PR #1454, opened 2022-08-31
fix: pprof parser formatting for rbspy

korniltsev:


pkg/convert/pprof/ctx.go
```diff
@@ -0,0 +1,16 @@
...
+const ctxPprofLineNumbers ctxPprofLineNumbersKey = "ctxPprofLineNumbers"
+
+func WithLineNumbersEnabled(ctx context.Context, v bool) context.Context {
+	return context.WithValue(ctx, ctxPprofLineNumbers, v)
+}
+
+func LineNumbersEnabledFromContext(ctx context.Context) bool {
+	v, ok := ctx.Value(ctxPprofLineNumbers).(bool)
+	return ok && v
+}
```
kolesnikovae, line 16: Passing configuration parameters via context might not be desirable:
 - https://www.ardanlabs.com/blog/2019/09/context-package-semantics-in-go.html.
 - https://dave.cheney.net/2017/01/26/context-is-for-cancelation

Please consider the following implementation:

```go
type Option func(*options)

type options struct {
  includeLineNumber bool
}

func WithLineNumber() func(*options) {
   return func(o *options) {
      o.includeLineNumber = true
   }
}

func (p *Parser) Convert(ctx context.Context, startTime, endTime time.Time, profile *tree.Profile, options ...Option) error
```

pkg/convert/pprof/parser.go
```diff
@@ -221,6 +222,16 @@ func (p *Parser) readTrees(x *tree.Profile, c tree.LabelsCache, f tree.Finder) {
 	}
 }
 
+func (p *Parser) formatStackFrame(x *tree.Profile, fn *tree.Function, line *tree.Line, withLineNumbers bool) []byte {
+	if p.spyName == "rbspy" || withLineNumbers {
+		return []byte(fmt.Sprintf("%s:%d - %s",
+			x.StringTable[fn.Filename],
+			line.Line,
+			x.StringTable[fn.Name]))
+	}
```
kolesnikovae, line 231:
```go
p.spyName == "rbspy" || withLineNumbers
```
Should we maybe pass formatter explicitly to parser constructor (as an option)?

pkg/convert/pprof/ctx.go
korniltsev: I removed this option for non rbspy

PR #1455, opened 2022-08-31
feat: annotations (WIP)

eh-am:
still a WIP

```
❯ curl -X POST -d '{ "appName": "pyroscope.server.cpu", "content": "mycontent" }' localhost:4040/api/annotations
```

Plots a red line indicating an annotation
image


pkg/sqlstore/migrations/migrations.go
```diff
@@ -110,3 +111,24 @@ func createAPIKeyTableMigration() *gormigrate.Migration {
 		},
 	}
 }
+
+func createAnnotations() *gormigrate.Migration {
+	type annotation struct {
+		ID        uint   `gorm:"primarykey"`
+		AppName   string `gorm:"type:varchar(255);not null;default:null;index:"`
```
eh-am, line 118: `default:null` whoops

• **Problem requirements**
Each line above should be output exactly as written.

• **Task response**
PR #1454, opened 2022-08-31
fix: pprof parser formatting for rbspy

korniltsev:


pkg/convert/pprof/ctx.go
```diff
@@ -0,0 +1,16 @@
...
+const ctxPprofLineNumbers ctxPprofLineNumbersKey = "ctxPprofLineNumbers"
+
+func WithLineNumbersEnabled(ctx context.Context, v bool) context.Context {
+	return context.WithValue(ctx, ctxPprofLineNumbers, v)
+}
+
+func LineNumbersEnabledFromContext(ctx context.Context) bool {
+	v, ok := ctx.Value(ctxPprofLineNumbers).(bool)
+	return ok && v
+}
```
kolesnikovae, line 16: Passing configuration parameters via context might not be desirable:
 - https://www.ardanlabs.com/blog/2019/09/context-package-semantics-in-go.html.
 - https://dave.cheney.net/2017/01/26/context-is-for-cancelation

Please consider the following implementation:

```go
type Option func(*options)

type options struct {
  includeLineNumber bool
}

func WithLineNumber() func(*options) {
   return func(o *options) {
      o.includeLineNumber = true
   }
}

func (p *Parser) Convert(ctx context.Context, startTime, endTime time.Time, profile *tree.Profile, options ...Option) error
```

pkg/convert/pprof/parser.go
```diff
@@ -221,6 +222,16 @@ func (p *Parser) readTrees(x *tree.Profile, c tree.LabelsCache, f tree.Finder) {
 	}
 }
 
+func (p *Parser) formatStackFrame(x *tree.Profile, fn *tree.Function, line *tree.Line, withLineNumbers bool) []byte {
+	if p.spyName == "rbspy" || withLineNumbers {
+		return []byte(fmt.Sprintf("%s:%d - %s",
+			x.StringTable[fn.Filename],
+			line.Line,
+			x.StringTable[fn.Name]))
+	}
```
kolesnikovae, line 231:
```go
p.spyName == "rbspy" || withLineNumbers
```
Should we maybe pass formatter explicitly to parser constructor (as an option)?

pkg/convert/pprof/ctx.go
korniltsev: I removed this option for non rbspy

PR #1455, opened 2022-08-31
feat: annotations (WIP)

eh-am:
still a WIP

```
❯ curl -X POST -d '{ "appName": "pyroscope.server.cpu", "content": "mycontent" }' localhost:4040/api/annotations
```

Plots a red line indicating an annotation
image


pkg/sqlstore/migrations/migrations.go
```diff
@@ -110,3 +111,24 @@ func createAPIKeyTableMigration() *gormigrate.Migration {
 		},
 	}
 }
+
+func createAnnotations() *gormigrate.Migration {
+	type annotation struct {
+		ID        uint   `gorm:"primarykey"`
+		AppName   string `gorm:"type:varchar(255);not null;default:null;index:"`
```
eh-am, line 118: `default:null` whoops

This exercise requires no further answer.